Exercise inputs:

PR #3239, opened 2021-11-22
Global.LatestTimestamp is NOT available in LogicSig contracts

Kiser360:
Any contract attempting to use Global.LatestTimestamp opCode will receive the following error from the network node with a 400 status:

```
global[7] not allowed in current mode
```

Looks like this will be resolved in the future, but for now I don't believe devs should be left thinking they can use this opcode.
https://github.com/algorand/go-algorand/pull/2789

Thank you @barnjamin for pointing me to the correct repo

### DIFF
--- a/data/transactions/logic/doc.go
+++ b/data/transactions/logic/doc.go
@@ -454,7 +454,7 @@ var globalFieldDocs = map[string]string{
 	"GroupSize":                 "Number of transactions in this atomic transaction group. At least 1",
 	"LogicSigVersion":           "Maximum supported TEAL version",
 	"Round":                     "Current round number",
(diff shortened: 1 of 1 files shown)


barnjamin:
Thanks!

jannotti:
This seems like a good change. We must run `make` in data/transactions/logic to regenerate docs though.

algoanne:
hey @Kiser360 , can you run `make` in data/transactions/logic to regenerate docs as JJ mentions above? Also pull in latest from master

jannotti:
I'm going to close this as I'm addressing the issue for all globals in the upcoming spec for 1.1. There are several other app-only globals, so we'll put that info in the table.

PR #3242, opened 2021-11-22
Disable parallelism for e2e-go tests

cce:
## Summary

This sets `-p 1` for the e2e-go tests, intended to make them more deterministic when running on a VM with relatively constrained resources. Since each e2e-go test might spin up a few nodes, it seems like it would help to avoid resource contention.

## Test Plan

Tests should run as before. Desired effect can be verified by looking at the test output where the value of PARALLEL_FLAG is printed out before tests are run.


winder (approved):
This seems fine to me. It might not be necessary though. The problematic tests were using `t.Parallel()` when they shouldn't have.

PR #3247, opened 2021-11-23
Gloadss

jannotti:
Standard opcode story, same tests as `gloads`


jannotti:
I expected the PR to only show the changes since after the globals were merged.  I'll re-PR.

PR #3248, opened 2021-11-24
Gloadss

jannotti:
Usual opcode updates to code, docs, tests.  Tests are the same as for gloads


data/transactions/logic/eval.go
```diff
@@ -2977,6 +2977,30 @@ func opGloads(cx *EvalContext) {
...
+	gi := cx.stack[prev].Uint
+	if gi >= uint64(len(cx.TxnGroup)) {
+		cx.err = fmt.Errorf("gloads lookup TxnGroup[%d] but it only has %d", gi, len(cx.TxnGroup))
+		return
+	}
+	scratchIdx := cx.stack[last].Uint
+	if scratchIdx >= 256 {
+		cx.err = fmt.Errorf("gloadss scratch index >= 256 (%d)", scratchIdx)
+		return
+	}
```
jasonpaulos, line 2993: It seems `opGloadImpl` does these checks as well, though with slightly different types? There may be a benefit to unifying these checks at some point, since that seems odd to me.

data/transactions/logic/opcodes.go
```diff
@@ -221,7 +221,7 @@ var OpSpecs = []OpSpec{
 	// Group scratch space access
 	{0x3a, "gload", opGload, asmDefault, disDefault, nil, oneAny, 4, runModeApplication, immediates("t", "i")},
 	{0x3b, "gloads", opGloads, asmDefault, disDefault, oneInt, oneAny, 4, runModeApplication, immediates("i")},
-	// Access creatable IDs
+	// Access creatable IDs (consider deprecating, as txn CreatedAssetID, CreatedApplicationID should be enough
```
jasonpaulos, line 224: Do we have plans to make scratch slots accessible with transaction field types as well? They are pretty similar to logs, so it would make sense to me.

jasonpaulos (approved):
A good improvement, I just had some nonconsequential questions.

data/transactions/logic/eval.go
ahangsu: ^ it looks alike with inputs from different places (and different types I suppose), would be nice to unify the checks too

jannotti: I think that, with some care, we could eliminate some repeat code.  The "rule" right now is that any time a type is being narrowed before sending it to the Impl function, it is tested ahead of time.  But, since unnarrowed types are *not* tested ahead of time, the Impl repeats the test.  We could probably use wider types for the Impl() function, and only do the tests in there.

ahangsu (approved):

PR #3250, opened 2021-11-24
Add format hint so that client generators produce long instead of int.

FrankSzendzielarz:
## Summary

Allow client generators to produce long instead of int for uint64 types

## Test Plan

Generated NSwag client locally

### DIFF
--- a/daemon/algod/api/algod.oas2.json
+++ b/daemon/algod/api/algod.oas2.json
@@ -1525,8 +1525,9 @@
       "properties": {
         "amount": {
           "description": "\\[a\\] number of units held.",
-           "type": "integer",
-           "x-algorand-format": "uint64"
+          "type": "integer",
+          "format": "int64",
+          "x-algorand-format": "uint64"
         },
         "asset-id": {
           "description": "Asset ID of the holding.",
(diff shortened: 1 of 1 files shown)


winder:
Could you give some more information about the problem this is solving?

In the places specifying uint64, we specifically need the type to be unsigned. So a long is insufficient. For this reason we've built a custom generator that understands the x-algorand-format type. We've also extended oapi-codegen for server side code generation.

FrankSzendzielarz:
Thanks, Will. I have taken on the task of updating the community .NET SDK, which seems to have been originally ported from the Java SDK. I have been using the Java SDK therefore to understand the AVM 1.0 updates. Some of those updates include changes to the models/api for the web client code.

With the standard tooling I have, based on NSwag, the output is a single file, so simply searching for generated 'long' and replacing it with ulong makes things simple for me, and for Java clients long is ambiguous about signed/unsigned anyway.

But yes, you are right, in hindsight this PR probably doesn't make much sense for broader audiences, especially if you have a custom code generator. Please could you tell me more about it? Does it generate for the different supported SDKs (python, java, go...). If so I could look to extend it for the .NET generation. I am on the builders Discord channel too by the way - I think barnji pinged you yesterday, if you're the same Will.

winder:
Closing this PR, after further discussions with Frank the issue is a bit larger than this small patch and we'd like to find a way to collaborate and address the problem head-on.

PR #3251, opened 2021-11-27
Adding libtool to ubuntu deps

barnjamin:
## Summary

The sandbox is not building with dev config using master branch https://github.com/algorand/sandbox/issues/85, complains about libtool not being installed

Guessing from this change https://github.com/algorand/go-algorand/pull/3223 

Adding libtool to UBUNTU_DEPS in install scripts

## Test Plan

Set config in sandbox to my branch
`sandbox up dev`
It built

### DIFF
--- a/scripts/install_linux_deps.sh
+++ b/scripts/install_linux_deps.sh
@@ -5,7 +5,7 @@ set -e
 DISTRIB=$ID
 
 ARCH_DEPS="boost boost-libs expect jq autoconf shellcheck sqlite python-virtualenv"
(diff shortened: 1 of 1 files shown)


winder (approved):

cce (approved):
sorry about that, I guess libtool is a dependency of libboost-all-dev that is already installed on CircleCI but not in a fresh docker container.

tsachiherman (commented):
Is that tool is required by the go-algorand , or the sandbox scriptings ? If it's due to the latter, then we should modify the sandbox.

PR #271, opened 2018-10-18
Settings: Make window position an array instead of 2 keys

danrabbit:


danrabbit:
@cassidyjames was going for a small diff. I can do a follow up branch for that?

PR #292, opened 2018-10-23
Settings: Use an array for window size

danrabbit:
Since we always change these together


tintou:
I think that it would make more sense to handle it as a Tuple of integers `(ii)`

PR #294, opened 2018-10-23
Add a welcome screen

danrabbit:
Adds a welcome screen that links to Online Accounts.

Need to add a signal listener to show/hide the appropriate screen depending on if accounts are configured in EDS.

screenshot from 2018-10-22 21 36 36 2x


cassidyjames:
Can probably drop "Email" from the top line since it should be pretty obvious from context. Otherwise I can't think of better copy at the moment. :)

PR #295, opened 2018-10-23
Set tooltip accel markup

danrabbit:
Uses the new tooltip markup style that we discussed this morning in #UX 

screenshot from 2018-10-23 10 13 26 2x

I've temporarily added two utils that were recently merged into granite [here](https://github.com/elementary/granite/commit/07afa7ac0cbdf1d6dd923d5392722c54665af0c5). I figure we can easily remove those utils once a new Granite release comes out.

### DIFF
--- a/src/Utils.vala
+++ b/src/Utils.vala
@@ -61,4 +61,64 @@ public class Mail.Utils {
     public static string escape_html_tags (string input) {
         return input.replace ("<", "&lt;").replace (">", "&gt;");
     }
+
+    private static string accel_to_string (string accel) {
+        uint accel_key;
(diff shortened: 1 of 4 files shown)


src/Utils.vala
```diff
@@ -61,4 +61,64 @@ public class Mail.Utils {
     public static string escape_html_tags (string input) {
         return input.replace ("<", "&lt;").replace (">", "&gt;");
     }
+
+    private static string accel_to_string (string accel) {
```
cassidyjames: @danrabbit maybe add a comment that this should be removed and replaced with the Granite util once it's released? It'd be nice to not lose track of it. :smile:

PR #336, opened 2018-12-14
Using symbolic icons for the toolbar on Desktop environments other than Pantheon

GabMus:
Fixing a very simple issue, many other desktop environments use symbolic icons for their toolbars, and other than for style coherence, this is also for accessibility. When using symbolic icons, they are visible on the headerbar regardless of the fact that said headerbar is dark or light.

Here are some screenshots showing my change: https://imgur.com/a/PAPSjBZ

### DIFF
--- a/src/HeaderBar.vala
+++ b/src/HeaderBar.vala
@@ -28,9 +28,18 @@ public class Mail.HeaderBar : Gtk.HeaderBar {
     }
 
     construct {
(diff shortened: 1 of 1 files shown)


danrabbit:
Closing as "Out of Scope". Stylesheets can already specify if icons in a selector should be symbolic or color if the platform wants to enforce that convention

PR #349, opened 2019-02-08
ComposerWidget: Add an attachment action

danrabbit:
Todo:
- [x] Make attachment widget into a class so its easy to get the GLib.File for all attachments
- [x] Remove attachments
- [x] ~~Fall back to `text-x-preview` when `get_icon` returns a missing image https://github.com/elementary/icons/pull/778~~
- [ ] Don't let the user try to send and warn when file size is too large. It looks like the smallest limit is from  outlook.com/hotmail which is 10Mb
- [ ] Don't allow adding duplicate attachments

Something to think about is what we do when a user adds an attachment and then deletes the file from their disk. Should we watch the file and just remove it or should we check the files exist before sending and throw an error or something else?

screenshot from 2019-02-10 15 43 03 2x


tintou:
After playing with it, I think that we probably need to move this into a popover, because when you add several attachments (some can have long names too) it takes a big amount of space

src/Composer/ComposerWidget.vala
```diff
@@ -608,14 +639,61 @@ public class Mail.ComposerWidget : Gtk.Grid {
...
         part.set_encoding (Camel.TransferEncoding.ENCODING_QUOTEDPRINTABLE);
+
+        var body = new Camel.Multipart ();
+        body.set_mime_type ("multipart/alternative");
+        body.set_boundary (null);
         body.add_part (part);
+
+        if (attachment_box.get_children ().length () > 0) {
+            foreach (unowned Gtk.Widget attachment in attachment_box.get_children ()) {
+                if (attachment is Attachment) {
```
tintou, line 653:
```suggestion
                if (!(attachment is Attachment)) {
                    continue;
                }
```
This would allow to de-indent it a bit

src/Composer/ComposerWidget.vala
```diff
@@ -608,14 +639,61 @@ public class Mail.ComposerWidget : Gtk.Grid {
...
+                    var attachment_obj = (Attachment)attachment;
```
tintou, line 654:
```suggestion
                    unowned var attachment_obj = (Attachment)attachment;
```

src/Composer/ComposerWidget.vala
```diff
@@ -608,14 +639,61 @@ public class Mail.ComposerWidget : Gtk.Grid {
...
+                    var file = File.new_for_uri (attachment_obj.uri);
+
+                    var content_type = attachment_obj.info.get_content_type ();
```
tintou, line 657:
```suggestion
                    unowned string? content_type = attachment_obj.info.get_content_type ();
```

src/Composer/ComposerWidget.vala
```diff
@@ -631,6 +709,54 @@ public class Mail.ComposerWidget : Gtk.Grid {
         from_combo.active = 0;
     }
 
+    private class Attachment : Gtk.FlowBoxChild {
+        public GLib.FileInfo info { get; construct; }
+        public string uri { get; construct; }
```
tintou, line 714: Why not keep a GLib.File here ? You seem to get them and recreate them afterward
```suggestion
        public GLib.File file { get; construct; }
```

src/Composer/ComposerWidget.vala
```diff
@@ -405,6 +415,34 @@ public class Mail.ComposerWidget : Gtk.Grid {
...
+            _("Choose a file"),
+            (Gtk.Window) get_toplevel (),
+            Gtk.FileChooserAction.OPEN,
+            _("Attach"),
+            _("Cancel")
+        );
+
+        if (filechooser.run () == Gtk.ResponseType.ACCEPT) {
+            filechooser.hide ();
+            foreach (File file in filechooser.get_files ()) {
```
tintou, line 429:
```suggestion
            foreach (unowned File file in filechooser.get_files ()) {
```

src/Composer/ComposerWidget.vala
```diff
@@ -405,6 +415,34 @@ public class Mail.ComposerWidget : Gtk.Grid {
...
+                try {
+                    var info = file.query_info ("standard::*", 0);
```
tintou, line 431:
```suggestion
                    var info = file.query_info ("standard::*", 0);
```
I'd prefer that step to be inside the `Attachment` object

tintou: That way we can query less properties than `"standard::*"` which means a lot of things

danrabbit:
Attachment sent, so fuckin' yolo dude :rocket:

PR #352, opened 2019-02-11
Add Mark menu

danrabbit:
Could probably be broken down into individual menu items if this is gonna get complicated

- [ ] Make the menubutton insensitive if there is no selection
- [ ] Mark a thread as spam
- [x] Mark a thread read/unread
- [x] Star a thread
- [ ] Change to "Mark as Read" if the thread is unread
- [ ] Change to "Mark as Not Spam" if the thread is spam
- [ ] Change to "Unstar" if the thread is starred


danrabbit:
Closing since this is superseded by other branches

PR #354, opened 2019-02-13
Add mark read/unread actions and shortcuts

danrabbit:


src/MainWindow.vala
```diff
@@ -46,6 +48,8 @@ public class Mail.MainWindow : Gtk.ApplicationWindow {
         {ACTION_REPLY,              on_reply             },
         {ACTION_REPLY_ALL,          on_reply_all         },
         {ACTION_FORWARD,            on_forward           },
+        {ACTION_MARK_READ, on_mark_read },
+        {ACTION_MARK_UNREAD, on_mark_unread },
```
tintou: can you keep this align as above

danrabbit: Yes, but I feel like we should probably not try to do this kind of alignment since it just causes more line changes in the future if we ever update this

PR #355, opened 2019-02-13
MessageListItem: Star a message by clicking the star icon

### LINKED ISSUE #259: Ability to star a message
<bountysource-plugin>

---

Work instructions: Using the listing, copy every line where the word "LatestTimestamp" shows up.

Your solution:
Global.LatestTimestamp is NOT available in LogicSig contracts
Any contract attempting to use Global.LatestTimestamp opCode will receive the following error from the network node with a 400 status:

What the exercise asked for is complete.